Menjadi populis dan memiliki otoritas moral saja memang belum cukup untuk menjadi pemimpin. Diperlukan sistem pendukung yang kokoh. Revolusi mental atau perubahan paradigma dan mindset masih kurang memadai-bukan saja karena sampai hari ini akuntabilitas program nasional dengan anggaran Rp 149 triliun dari APBN tersebut masih belum dapat diumumkan ke publik. Lebih dari itu, untuk mewujudkan mindset menjadi tindakan nyata, diperlukan skill sets. Hal itu di antaranya kemampuan membangun sistem yang kredibel. Ini perlu untuk memastikan para pejabat di pemerintahannya berfokus dalam fungsinya sebagai pemimpin, bukan sekadar pimpinan atau bos (memimpin karena posisi). Seperti kata Stephen R. Covey, "Secara fundamental, kekuatan ada pada sistem, bukan pada pejabat yang terpilih atau birokrat yang ditunjuk." Otoritas moral belum tentu sanggup membendung para pejabat yang ego driven, korup, dan diktator, jika tidak ada sistem yang memagari mereka.

Pada tahap sekarang, sudah adakah semacam one page strategic plan yang dibuat pemerintahan Jokowi, untuk memastikan semua anggota kabinet berada dalam satu perahu (at the same page), dan mengoperasikan visi pemerintahan secara sistematis dan akuntabel pada setiap tahapnya? Bukankah melalui revolusi mental Jokowi sudah menetapkan core values, menerapkan sejumlah kaidah dalam menjalankan pemerintahannya? Apakah semua kebijakan ekonomi dan politik sudah sesuai dengan core values yang sudah dibuat Jokowi dan timnya itu?
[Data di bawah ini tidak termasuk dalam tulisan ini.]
PR #198, opened 2025-08-08
Makefile: simplify plugin build make targets

marquiz:
Use a pattern rule and have a special case for the WASM plugin. Also remove the wildcard so that the plugin(s) are rebuilt e.g. in the case dependencies are updated.

### DIFF
--- a/Makefile
+++ b/Makefile
@@ -98,46 +98,14 @@ clean-cache:
 # plugins build targets
 #
 
-$(BIN_PATH)/logger: $(wildcard plugins/logger/*.go)
+$(BIN_PATH)/%: plugins/%/*
 	$(Q)echo "Building $@..."; \
 	cd $(dir $<) && $(GO_BUILD) -o $@ .
 
-$(BIN_PATH)/device-injector: $(wildcard plugins/device-injector/*.go)
-	$(Q)echo "Building $@..."; \
-	cd $(dir $<) && $(GO_BUILD) -o $@ .
-
-$(BIN_PATH)/hook-injector: $(wildcard plugins/hook-injector/*.go)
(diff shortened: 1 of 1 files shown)


klihub (approved):

Makefile
```diff
@@ -98,47 +98,15 @@ clean-cache:
 # plugins build targets
 #
 
-$(BIN_PATH)/logger: $(wildcard plugins/logger/*.go)
+$(BIN_PATH)/%: plugins/%/
```
klihub:
```suggestion
$(BIN_PATH)/%: plugins/%/*.go
```

klihub:
> > I don't think that will happen with this change. I think the opposite will happen (plugins not recompiled even if the plugin sources are changed), since you removed all dependencies (the wildcard-calls were adding dependencies on the plugins' source itself).
> 
> No, works at least for me as intended. I can make it `$(BIN_PATH)/%: plugins/%/*` it that's easier to read

On OSX or Linux ? And with what version of `make` ? For me it does not work with `GNU Make 4.4.1` unless I make the above mentioned changes.

marquiz:
> On OSX or Linux ? And with what version of `make` ? For me it does not work with `GNU Make 4.4.1` unless I make the above mentioned changes.

I don't get it. I have GNU Make 4.4.1 (on Fedora 42) and works like a charm :thinking: Anyway, I added an asterisk if that makes us happy

Makefile
marquiz: We want to depend on all files, e.g. go.mod, not just *go. Changed to `$(BIN_PATH)/%: plugins/%/*`

marquiz:
ping @chrishenzie @mikebrow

Selain berlomba dengan waktu, Jokowi menghadapi cermin kepemimpinannya-melihat fakta-fakta sekarang di bidang sosial, ekonomi, dan politik. Leadership for recovery sangat diperlukan saat ini, tentu dibarengi kemampuan bergerak melakukan terobosan-terobosan untuk pertumbuhan ekonomi. Pergaulan antarbangsa sejak berabad-abad silam sampai sekarang lebih menghargai kemampuan pengelolaan ekonomi nasional masing-masing untuk kesejahteraan rakyatnya, ketimbang pada ideologi. Kenyataannya, negara yang kaku pada ideologi politiknya malah menjadi bahan olok-olok dunia (seperti Korea Utara). Bahkan RRT pun memelihara sosialisme-komunisme hanya untuk kepentingan persatuan, selebihnya adalah supremasi manajemen ekonomi nasional.

Intellectual resources di pemerintahan cukup kuat. Bersama Jokowi ada ekonom-ekonom hebat, yang bahkan sempat menjadi konsultan bangsa lain, plus orang-orang yang berpengalaman mengelola bisnis besar. Mampukah mereka melepaskan diri dari kebiasaan menyalahkan pihak lain (pemerintahan masa lalu, lingkungan global, cuaca, dll), selalu mencari alasan, dan menyangkal fakta? Karena semua alibi tersebut tidak mengubah fakta apa pun. Sebaliknya, jika Jokowi dan timnya bermental pemenang, tentu akan memiliki ownership tinggi, akuntabel, dan responsible atas fakta-fakta sosial, ekonomi, dan politik sekarang.

Keberanian bertanggung jawab atas fakta-fakta saat ini, tanpa alibi apa pun, akan memudahkan menemukan clarity penentuan skala prioritas pemulihan ekonomi dan menumbuhkannya. Untuk membuktikan bahwa Jokowi dan timnya berpeluang memulihkan ekonomi nasional, ingatlah kata Mahatma Gandhi, "The difference between what we are doing and what we're capable of doing would solve most of the world's problems." Pilihan di tangan Jokowi, dia mau menjadi pemimpin bermental ayam atau elang untuk menggerakkan timnya bertindak lebih baik?